Hi Dear KNIME Powerful users!

I want to creat a work flow for below function, 


my data has 4 steps (step1,2,3,4). And column 0-800nm wavelenth,for each step and each wavelength it records by time interval as you can see in the picture time. For step 1 i want to filter out wavelenth @ 251,277,488 nm, for step 2 i want to filter out wave lenth @290,457,676nm , for step3 i want to filter out wavelength@ 111,333,444,566 nm.
How can i do that? After that i wish the output table is combined one by one in the columns and caculate each step mean.

Hi @Turkeyhazel,

i would try to solve with following steps

a) unpivoting your data
b) step 1-4: apply a Filter node like Rule-based Row Filter, Reference Row Filter or Java Snippet Row Filter
c) concatenate your filtered data
d) using e.g. column expression node to create the string for your column header based on the data
e) pivot the data with required aggregation

BR

1 Like

Hi Morpheus, Thanks for your reply, do you have experience, maybe a demo for the component part for this function, just the filter function and concate them into one table is okay.
KNIME_Community Questions.knwf (18.4 KB)
i add a table creator for example, maybe can make the question more clear.

Can you help with the rule-base filter expression?

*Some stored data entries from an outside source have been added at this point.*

PR #101, opened 2024-01-02
Fix/update transformers

saattrupdan:
### Changed
- Now compatible with`transformers >= 4.36.2`, and this is required now as they have changed their generation API in a breaking manner.

### Fixed
- Now only sets `torch_dtype` is CUDA is available, as otherwise errors are caused.


AJDERS (approved):
LGTM!

KennethEnevoldsen (approved):

Issue #96, opened 2023-12-30
Allow different label schemes for each dataset


saattrupdan:
Currently a task has a set label scheme, and we enforce that each dataset with that task follows that label scheme. This involves things like mapping OntoNotes NER tags to CoNLL NER tags.

The point of this was originally to make the benchmarking on a task the same for each language, but as argued in [this discussion](https://github.com/ScandEval/ScandEval/discussions/85), this is less of a concern now. We would thus like to "free the labels" of all affected datasets, which involves (a) making it possible for the framework to handle different label schemes per dataset, and (b) to re-benchmark all the affected (model, dataset) combinations.

PR #102, opened 2024-01-02
100 add dbrd dataset

AJDERS:
This PR replaces the `dutch_social`-dataset with the [`dbrd`-dataset](https://huggingface.co/datasets/dbrd). 
Note that the `dbrd`-dataset is **binary and not trinary**, hence why the config is commented out for now. We can wait with merging this until #96 is implemented, if necessary.


src/scripts/create_dbrd.py
```diff
@@ -1,59 +1,57 @@
...
-    val_df["label"] = val_df["label"].map(label_mapping)
     test_df["label"] = test_df["label"].map(label_mapping)
 
-    # Create validation split
-    val_size = 256
-    val_df = val_df.sample(n=val_size, random_state=4242)
+    # Create new splits
+    _, train_df = train_test_split(
+        train_df, test_size=2048, random_state=703, stratify=train_df.label
+    )
```
saattrupdan: The other datasets have been split using a (1024, 256, 2048) split. Further, since the test set is not big enough for both the validation and test split, we can grab the validation split from the training set here:

```suggestion
    full_train_df, val_df = train_test_split(
        train_df, test_size=256, random_state=703, stratify=train_df.label
    )
     _, train_df = train_test_split(
        full_train_df, test_size=1024, random_state=703, stratify=full_train_df.label
    )
```

src/scripts/create_dbrd.py
```diff
@@ -1,59 +1,57 @@
...
 
-    # Create test split
-    test_size = 1024
-    test_df = test_df.sample(n=test_size, random_state=4242)
+    _, test_df = train_test_split(
+        test_df, test_size=1024, random_state=703, stratify=test_df.label
+    )
```
saattrupdan: The other datasets have been split using a (1024, 256, 2048) split:

```suggestion
    _, test_df = train_test_split(
        test_df, test_size=2048, random_state=703, stratify=test_df.label
    )
```

src/scripts/create_dbrd.py
```diff
@@ -1,59 +1,57 @@
...
 
-    # Create train split
-    train_size = 1024
-    train_df = train_df.sample(n=train_size, random_state=4242)
+    test_df, val_df = train_test_split(
+        test_df, test_size=512, random_state=703, stratify=test_df.label
+    )
```
saattrupdan: Removing since the validation split was defined in the earlier suggestion.

```suggestion
```

saattrupdan (changes requested):
Looks good! I've got a few small changes. And you need to replace Dutch Social with DBRD in `tests/test_sequence_classification.py` too (but comment it out until `DBRD_CONFIG` is in properly.

saattrupdan:
@AJDERS Also, please update the changelog with the new dataset 🙂

saattrupdan (commented):
Looks good, but since this PR needs #96 to work, we should probably wait until that has been implemented.

BramVanroy:
Out of curiosity, what was the problem with dutch-social?

saattrupdan:
> Out of curiosity, what was the problem with dutch-social?

Supposedly that the quality of the samples were not great, but I'm not 100% sure.

PR #109, opened 2024-01-04
feat: Add `--only-validation-split` flag

saattrupdan:
### Added
- Added `--only-validation-split` flag, which only benchmarks the model on the validation split, which is 5-10x smaller than the test split (depending on the dataset). This is especially useful with paid models like OpenAI models. The value of this flag is stored in the benchmark results, so this will be visible on leaderboards.


AJDERS (approved):
LGTM!

KennethEnevoldsen (approved):
LGTM!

I can write python code but not familar with Java, so appreciate if you can help, thanks in advance

Just a small example,

BR

Forgot to mention,
depend on your further dataprocessing you could apply all filter within one node and do not need to concatenate your data.

BR

Hi @morpheus , for the Rules in your screenshot, since all 3 have the common conditions of $Step$ = 1, it’s more efficient to actually write the rules as 1 rule like this:
$Step$ = 1 AND $Columnnames$ IN ("251.0nm", "277.0nm", "488.0nm") => TRUE

It is more efficient because Knime would have 1 rule to validate as opposed to 3 rules. It has to evaluate $Step$ = 1 3 times as opposed to once.

Also, since IN statements act as OR (basically the IN statement can be written as $Columnnames$ = "251.0nm" OR $Columnnames$ = "277.0nm" OR $Columnnames$ = "488.0nm"), it’s essentially a “short-circuit” operator, in that if any of the conditions is met, it does not have to continue evaluating all the other conditions. For example, if $Columnnames$ = "251.0nm", it does not need to evaluate if $Columnnames$ = "277.0nm" OR $Columnnames$ = "488.0nm", whereas in your version, it will still go and evaluate the other 2 conditions.

2 Likes

I am always interested in performance so when your say more efficient is this related to writing the statement or real performance considering time?
Thanks

Hi @Daniel_Weikert , the performance I was referring to is about running time, not about writing the statement :slight_smile:

I kind of explained what is the performance difference in my post :slight_smile:

Thanks,
to me it is all about numbers so I am interested in “1min vs 5 seconds” to get a feeling for the difference. I am still looking for a comprehensive performance guide in KNIME. Hope there will be some kind of documentation in the future.
br and take care

Could you pls help with the unpivoting knode? how can i unpivoting my table as yours , i mean reverse the wavelength 200-800nm columns as yours shows column names in a column

You should keep your key columns (e.g. ID, TIME, STEP, SEQUENCE,…) as remaining comlumns. In consequence you will get for each value and wavelength one record.
Based on that resulting table you can do any aggregation depending on the grouping keys you decide.

BR

This topic was automatically closed 182 days after the last reply. New replies are no longer allowed.